Let $w$ be a computable probability such that

1. $\forall y\in{\cal R}^w,\ \lim_n K(y^n)/n=0$, (b) $\lim_n \sum_{1\leq i\leq n} y_i/n$ exists for $y\in{\cal R}^w$, and
2. $\forall \epsilon >0 \exists y\in{\cal R}^w \lim_n \sum_{1\leq i\leq n} y_i/n>1-\epsilon$.

Then the following two statements are equivalent.

1. $\lim_{n\to\infty} \frac{1}{n}K(x^n)=1$.
2. $\lim_{n\to\infty} \frac{1}{| x^n/y^n|}K(x^n/y^n)=1$ for $y\in{\cal R}^w$, where $K$ is the prefix-complexity.

For example, $w:=\int P_\rho d\rho$, where $P_\rho$ is a probability derived from irrational rotation with parameter $\rho$, satisfies the condition of Prop. 2, see [2]. There are similar algorithmic analogies for Kamae's theorem [4], see [3].

[1] H. Steinhaus. "Les probabilités dénombrables et leur rapport à la théorie de la meésure." Fund.
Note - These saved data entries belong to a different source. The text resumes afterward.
PR #1772, opened 2023-12-28
Remove connected containers if disconnect fails in IP range migration

pablomendezroyo:
Remove connected containers if disconnect fails in IP range migration


packages/migrations/src/migrateDockerNetworkIpRange/ensureDockerNetworkConfig/ensureDockerNetworkConfig.ts
```diff
@@ -0,0 +1,87 @@
...
+      logs.warn(`docker network ${networkName} not found, creating it...`);
+
+      await removeNetworksOverlappingSubnetIfNeeded(networkSubnet).catch((e) =>
+        logs.error(`error removing overlapping networks: ${e}`)
+      );
+      // CRITICAL: if this step fails migration failure
+      const network = await docker.createNetwork(networkOptions);
+      return { network, isNetworkRecreated: true };
+    } else {
+      // TODO: What do we do here?
```
dappnodedev, line 83: We need to handle this. We could try to find out all the errors that can be thrown and act accordingly

packages/migrations/src/migrateDockerNetworkIpRange/ensureDockerNetworkConfig/ensureDockerNetworkConfig.ts
```diff
@@ -0,0 +1,87 @@
...
+        networkOptions
+      );
+      return { network, isNetworkRecreated: true };
+    }
+  } catch (e) {
+    if (e.statusCode === 404) {
+      // docker network not found, create it
+      logs.warn(`docker network ${networkName} not found, creating it...`);
+
+      await removeNetworksOverlappingSubnetIfNeeded(networkSubnet).catch((e) =>
```
dappnodedev, line 76: We cannot omit this error, it will not let us create the network

packages/migrations/src/migrateDockerNetworkIpRange/ensureDockerNetworkConfig/recreateDockerNetwork.ts
```diff
@@ -0,0 +1,71 @@
...
+  newNetworkOptions: Dockerode.NetworkCreateOptions
+): Promise<Dockerode.Network> {
+  logs.info(`disconnecting all containers from ${networkToRemove.id}`);
+  await disconnectAllContainersFromNetwork(networkToRemove).catch((e) =>
+    logs.error(
+      `error while disconnecting all containers from the network: ${e.message}`
+    )
+  );
+
+  await removeConnectedContainersIfAny(networkToRemove).catch((e) =>
```
dappnodedev, line 30: I would retry to disconnect the containers before removing them

dappnodedev (changes requested):

packages/migrations/src/migrateDockerNetworkIpRange/ensureDockerNetworkConfig/ensureDockerNetworkConfig.ts
pablomendezroyo: Is not part of this PR

packages/migrations/src/migrateDockerNetworkIpRange/ensureDockerNetworkConfig/ensureDockerNetworkConfig.ts
pablomendezroyo: But it worths trying to continue with the flow instead of blocking it.

Also that function does `listNetworks()` which could fail without meaning there are overlapping networks

packages/migrations/src/migrateDockerNetworkIpRange/ensureDockerNetworkConfig/recreateDockerNetwork.ts
pablomendezroyo: this is actually the flow, isnt it?

dappnodedev: I don't think so. We try to disconnect them and then we directly remove them. Removing those containers should be the last resort as the container might be the `web3signer` for example. I would first retry disconnecting the containers for some attempts

packages/migrations/src/migrateDockerNetworkIpRange/ensureDockerNetworkConfig/ensureDockerNetworkConfig.ts
dappnodedev: But we should try to "fix" the errors that might be thrown there. We might need to find any edge cases that could happen there and act accordingly

pablomendezroyo: As I said the `docker.listNetworks()` might fail, and that would prevent the flow of creating the network while it could be allowed to be created.

packages/migrations/src/migrateDockerNetworkIpRange/ensureDockerNetworkConfig/recreateDockerNetwork.ts
pablomendezroyo: So it is, the flow:
1. Disconnect them
2. If still some docker containers connected, then remove them

As you said we could do a removal retry if there are still some connected containers but, how many times, during how much time?

packages/migrations/src/migrateDockerNetworkIpRange/ensureDockerNetworkConfig/ensureDockerNetworkConfig.ts
dappnodedev: It could fail, but I'd say it is extremely weird that listing the networks fails.... And that would not be a reason why not to try to handle the errors that might be thrown (or just retry), even if you end up trying to create the network anyway

packages/migrations/src/migrateDockerNetworkIpRange/ensureDockerNetworkConfig/recreateDockerNetwork.ts
dappnodedev: I would retry like 5 times or so. Leaving a delay of some seconds

dappnodedev: Do we know what happens if we try to disconnect/connect a restarting container from the network?

packages/migrations/src/migrateDockerNetworkIpRange/restoreContainersToNetwork/recreateContainersToRecreate.ts
```diff
@@ -0,0 +1,32 @@
...
+): Promise<void> {
+  if (containersToRecreate.length > 0) {
+    logs.info(
+      `Recreating docker containers that require to be recreated: ${containersToRecreate}`
+    );
+    const composeFilesPathsToRecreate = (
+      await Promise.all(
+        filterContainers(containersToRecreate).map(async (cn) => {
+          // get the compose file path
+          return (await docker.getContainer(cn).inspect()).Config.Labels[
```
dappnodedev, line 16: This could be another function called `getComposeFileFromContainer`? Also, we must be sure that the file path of the docker compose is the one inside the dappmanager (and not the one in the host). I am pretty sure this code is ok, but just in case

packages/migrations/src/migrateDockerNetworkIpRange/restoreContainersToNetwork/restartContainersToRestart.ts
```diff
@@ -0,0 +1,19 @@
+import { docker } from "@dappnode/dockerapi";
+import { logs } from "@dappnode/logger";
+import { filterContainers } from "./filterContainers.js";
+
+export async function restartContainersToRestart(
```
dappnodedev, line 5: `restartForceStoppedContainers`maybe?

packages/migrations/src/migrateDockerNetworkIpRange/restoreContainersToNetwork/restoreContainersToNetwork.ts
```diff
@@ -0,0 +1,31 @@
+import Dockerode from "dockerode";
+import { reconnectDisconnectedContainers } from "./reconnectDisconnectedContainers.js";
+import { recreateContainersToRecreate } from "./recreateContainersToRecreate.js";
+import { restartContainersToRestart } from "./restartContainersToRestart.js";
+
+export async function restoreContainersToNetwork({
```
dappnodedev, line 6: I think all the functions called inside this one should have a `catch` that makes sure that an error thrown does not prevent the others from being executed

packages/migrations/src/migrateDockerNetworkIpRange/restoreContainersToNetwork/restartContainersToRestart.ts
```diff
@@ -0,0 +1,19 @@
...
+  containersToRestart: string[]
+): Promise<void> {
+  if (containersToRestart.length > 0) {
+    logs.info(
+      `Restarting docker containers that require to be restarted: ${containersToRestart}`
+    );
+
+    await Promise.all(
+      filterContainers(containersToRestart).map(async (cn) => {
+        await docker.getContainer(cn).restart();
```
dappnodedev, line 15: Can an error thrown in one of the promises make the rest fail?

dappnodedev (changes requested):

packages/migrations/src/migrateDockerNetworkIpRange/ensureDockerNetworkConfig/ensureDockerNetworkConfig.ts
pablomendezroyo: still, it worth moving forward. Ofcourse, taking into account as many edge cases as possible

packages/migrations/src/migrateDockerNetworkIpRange/ensureDockerNetworkConfig/removeNetworksOverlappingSubnetIfNeeded.ts
```diff
@@ -0,0 +1,36 @@
...
+
+  if (overlappingNetworks.length > 0) {
+    logs.info(
+      `Found ${overlappingNetworks.length} networks to remove (overlapping subnet)`
+    );
+
+    await Promise.all(
+      overlappingNetworks.map(async (networkInfo) => {
+        const networkName = networkInfo.Name;
+        const network = docker.getNetwork(networkName);
```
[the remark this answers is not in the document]
pablomendezroyo: done!

packages/migrations/src/migrateDockerNetworkIpRange/ensureDockerNetworkConfig/removeNetworksOverlappingSubnetIfNeeded.ts
```diff
@@ -0,0 +1,36 @@
...
+  const overlappingNetworks = networks.filter((network) =>
+    isNetworkOverlappingSubnet(network, networkSubnet)
+  );
+
+  if (overlappingNetworks.length > 0) {
+    logs.info(
+      `Found ${overlappingNetworks.length} networks to remove (overlapping subnet)`
+    );
+
+    await Promise.all(
```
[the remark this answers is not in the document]
pablomendezroyo: The rest of the promises will be executed although the call `Promise.all` will reject

packages/migrations/src/migrateDockerNetworkIpRange/migrateDockerNetworkIpRange.ts
```diff
@@ -31,10 +32,19 @@ export async function migrateDockerNetworkIpRange({
   };
 }): Promise<void> {
   const aliasesMap = await getNetworkAliasesMapNotThrow(dockerNetworkName);
-
-  const { network, isNetworkRecreated } = await ensureDockerNetworkConfig({
+  const networkContainersNamesAndIps = await getNetworkContainerNamesAndIps(
```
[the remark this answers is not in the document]
pablomendezroyo: merged!

packages/migrations/src/migrateDockerNetworkIpRange/restoreContainersToNetwork/filterContainers.ts
```diff
@@ -0,0 +1,8 @@
+import { params } from "@dappnode/params";
+
+export function filterContainers(containers: string[]): string[] {
```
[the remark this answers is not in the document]
pablomendezroyo: renamed!

packages/migrations/src/migrateDockerNetworkIpRange/restoreContainersToNetwork/recreateContainersToRecreate.ts
```diff
@@ -0,0 +1,32 @@
+import { docker, dockerComposeUp } from "@dappnode/dockerapi";
+import { logs } from "@dappnode/logger";
+import { filterContainers } from "./filterContainers.js";
+
+export async function recreateContainersToRecreate(
```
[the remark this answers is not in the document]
pablomendezroyo: agree!

packages/migrations/src/migrateDockerNetworkIpRange/restoreContainersToNetwork/restartContainersToRestart.ts
pablomendezroyo: agree!

packages/migrations/src/migrateDockerNetworkIpRange/restoreContainersToNetwork/restartContainersToRestart.ts
pablomendezroyo: No!

packages/migrations/src/migrateDockerNetworkIpRange/restoreContainersToNetwork/restoreContainersToNetwork.ts
pablomendezroyo: done!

Math., 4:286–310, 1922.

[2] H. Takahashi and K. Aihara. "Algorithmic analysis of irrational rotations in a sigle neuron model." J. Complexity, 19:132–152, 2003.

[3] H. Takahashi. "Algorithmic analogies to Kamae-Weiss theorem on normal numbers." In Solomonoff 85th memorial conference. To appear in LNAI.

[4] T. Kamae. "Subsequences of normal numbers." Israel J. Math., 16:121–149, 1973.